В отношении же других важнейших направлений наиболее предпочтительной все же представляется политика по принципу «бизнес как обычно». Надеяться на что-то из ряда вон выходящее в отношениях с США было бы, вероятно, нереально: просто окончания холодной войны для США, видимо, недостаточно, для них, похоже, нужна полная сдача Россией всех своих позиций, а то и ее окончательный развал. В отношениях с Китаем, Японией, Индией, Юго-Восточной Азией, Ираном, арабскими странами и другими регионами мира экономическая составляющая нашей внешней политики сама собой на наших глазах становится первенствующей. И вряд ли было бы целесообразно в видимой перспективе принимать на себя перед этими странами и регионами какие-то особые далеко идущие политические обязательства. Конечно, в этом ряду особо выделяется наш ближайший восточный сосед Китай, который, вполне вероятно, станет в XXI веке основным геополитическим, а возможно, и экономическим соперником США. Но и здесь, при соответствующих гарантиях безопасности, основным содержанием нашей политики вполне может стать интенсивное экономическое сотрудничество, включая, очевидно, поставки вооружений, а также такой сложнейший вопрос, как трансграничная миграция.

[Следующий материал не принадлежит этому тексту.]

Issue #1970, opened 2022-12-19
Item Context Menu with option to duplicate/clone items, features, and spells


RossGosling:
Pull Request #1971

---

Provides a new Context Menu on all items, features, spells, and effects across Characters, NPCs, Groups, and Vehicles.

This includes a tailored set of options with a new Duplicate, which simply clones your item, feature, spell, or effect.

Duplicate is not available for Backgrounds, Class, or Subclass after to some discussion in Discord.

---

<details><summary><b>Inventory Screenshots</b></summary>

Lacking the equip icon due to #1972 

  | Inventory (Character Sheet) |
  | --- |
  | ![image](https://user-images.githubusercontent.com/879127/209038209-116d4c3f-f4ea-4ae4-8be8-981830b6e0ec.png) |
  | ![image](https://user-images.githubusercontent.com/879127/209038319-58a30d76-ad19-4545-9d29-4b987f9ef669.png) |

</details>
<details><summary><b>Spellbook Screenshots</b></summary>

  | Spellbook (Character Sheet) |
  | --- |
  | ![image](https://user-images.githubusercontent.com/879127/209021425-9eaaa616-0345-4fb4-9032-6c0e4f044151.png) |
  | ![image](https://user-images.githubusercontent.com/879127/209021462-39ef180d-f44a-4470-b5ac-bfa225eb8d57.png) |
  
</details>
<details><summary><b>Feature Screenshots</b></summary>

  | Features (Character Sheet) |
  | --- |
  | ![image](https://user-images.githubusercontent.com/879127/209021544-a48e5025-8a03-4fcc-8e7c-5780f70d2811.png) |
  | ![image](https://user-images.githubusercontent.com/879127/209038397-410ba5a1-77cf-4808-af3c-555d195a580d.png) |

</details>
<details><summary><b>Effect Screenshots</b></summary>

  | Effects (Character Sheet) |
  | --- |
  | ![image](https://user-images.githubusercontent.com/879127/209038447-e4dea825-a694-4280-9761-33d260195543.png) |

</details>

arbron:
While duplication functionality would certainly be helpful in certain situations, I don't think it warrants a whole new button to further clutter up the UI. This might be a good place to begin adding context menus to the inventory list. That is how I added the ability to duplicate advancements into the system: https://github.com/foundryvtt/dnd5e/pull/1588

RossGosling:
Makes a lot of sense - I'll see about setting that up when I get a chance

[...]

PR #1971, opened 2022-12-19
[#1970] implement item context menus within Actor/NPC/Group/Vehicle

RossGosling:
Details in Issue #1970


arbron:
I’ll give a more extensive review in a few weeks, but on quick review it would probably be a good idea to use variables in the localizations. So instead of “Edit Effect”, “Edit Feature”, and “Edit Item” it would be “Edit {type}”. Then you’d just have to pre-localize the context menus using `game.i18n.format(“DND5E.ContextMenuActionEdit”, {type: game.i18n.localize(“DND5E.Effect”)});`

Varriount:
I think a better place to put such an item's context menu would be to the right of the item's entry, where all the other item manipulation buttons are. For example, using the ubiquitous "more options" icon:
image

RossGosling:
> I’ll give a more extensive review in a few weeks, but on quick review it would probably be a good idea to use variables in the localizations. So instead of “Edit Effect”, “Edit Feature”, and “Edit Item” it would be “Edit {type}”. Then you’d just have to pre-localize the context menus using `game.i18n.format(“DND5E.ContextMenuActionEdit”, {type: game.i18n.localize(“DND5E.Effect”)});`

Thanks for the heads up

I had initially run with "Edit Weapon", "Duplicate Equipment", etc, but had 2 areas that felt off later:
- With Hooks, are more the merrier? I had hooks for each type, but I didn't know whether that made sense, so reduced it to one, and later shifted to four types: Item, Feature, Spell, and Effect
- When I implemented the contextual options, like equipping items, "Equip Equipment" felt weird, like the specificity was maybe overkill

> I think a better place to put such an item's context menu would be to the right of the item's entry, where all the other item manipulation buttons are. For example, using the ubiquitous "more options" icon: \*image\*

The impression I've had when talking to others is a strong disdain for any new 'clutter' in that area, the current approaching being to right-click any part of the Item

I'm not sure about styling, I've just adopted what was present in another piece of work I was pointed at here: https://github.com/foundryvtt/dnd5e/pull/1588

Varriount:
> The impression I've had when talking to others is a strong disdain for any new 'clutter' in that area, the current approaching being to right-click any part of the Item

Which is why it's better to put a context menu there (and possibly move some existing actions to it). Many modules add actions there, which makes sense from a UX perspective, but isn't scalable. Adding a context menu button there fixes that problem.

RossGosling:
> Which is why it's better to put a context menu there (and possibly move some existing actions to it). Many modules add actions there, which makes sense from a UX perspective, but isn't scalable. Adding a context menu button there fixes that problem.

Oh sorry, so to try and summarise all of these bits

- "More Options" could be left-clicked to bring up the context menu
- A "More Options" icon could be a bit more intuitive? / obvious that it exists
- I think right-clicking an item will always bring up the context menu

Is that kinda what you're getting at?

Varriount:
> > Which is why it's better to put a context menu there (and possibly move some existing actions to it). Many modules add actions there, which makes sense from a UX perspective, but isn't scalable. Adding a context menu button there fixes that problem.
> 
> Oh sorry, so to try and summarise all of these bits
> 
>     * "More Options" could be left-clicked to bring up the context menu
> 
>     * A "More Options" icon could be a bit more intuitive? / obvious that it exists
> 
>     * I think right-clicking an item will always bring up the context menu
> 
> 
> Is that kinda what you're getting at?

Yes, pretty much. I feel that, especially these days, users don't really expect application-specific behavior on right-click when using the browser, which makes that kind of UX pattern less effective.

arbron:
> Yes, pretty much. I feel that, especially these days, users don't really expect application-specific behavior on right-click when using the browser, which makes that kind of UX pattern less effective.

My vote would be to leave this as a context menu for now and propose this as an option in a second PR. I think even if we go this route it would be wise to keep the context menu as an alternative options, with the "…" as just a more obvious shortcut to that.

> * Ideally, other modules should be able to add entries to the context menu in a sheet-agnostic way, rather than having to resort to directly modifying the context menu's HTML. This allows such modules to easily integrate with third-party sheets.

If we generate the context menu and the "…" menu using the same context menu system and hooks, then it will be extensible in the same way all context menus are since v10.

aaclayton (approved):
Conceptually this is in good shape. There are some changes needed to the actual implementation but I'll get this merged and then tidy those up as a follow-up commit.

aaclayton:
Code tidied up in https://github.com/foundryvtt/dnd5e/commit/755a0e297913ddf257405bb274aea644906e2192

RossGosling:
@aaclayton - Thank you!

Just one note would be the tidy-up not covering the [Actor Group Sheet](https://github.com/foundryvtt/dnd5e/blob/2.1.x/module/applications/actor/group-sheet.mjs#L211-L284)

aaclayton:
> @aaclayton - Thank you!
> 
> Just one note would be the tidy-up not covering the [Actor Group Sheet](https://github.com/foundryvtt/dnd5e/blob/2.1.x/module/applications/actor/group-sheet.mjs#L211-L284)

Oops, thank you! Got that taken care of.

Глобализация пока для нас, россиян, очень и очень новое слово. Для многих оно звучит даже враждебно. Ни пугаться этого процесса, ни отстраняться от него не следует. Да это и невозможно, как невозможно повернуть вспять поток времени. Но забывать о том, что процесс глобализации сопряжен со многими опасностями, что мы пока еще весьма слабо подготовлены к нему, что мы слишком долгий период своей истории сидели за глухим каменным забором, отгородившись или будучи отгороженными от всего мира, тоже нельзя. Многие десятилетия мы создавали какой-никакой, но свой экономический, научно-технический, культурный потенциал, и поставить его перед угрозой окончательного разрушения было бы в высшей степени неразумно. Беречь его, переделывать, создавать в нем какие-то новые, идущие в ногу с веком отрасли и направления — да, в этом наше будущее, в этом государственный интерес страны. И без эффективной внешней политики, обеспечивающей в первую очередь жизненно важные экономические нужды России, достичь этих целей мы, несомненно, не сможем.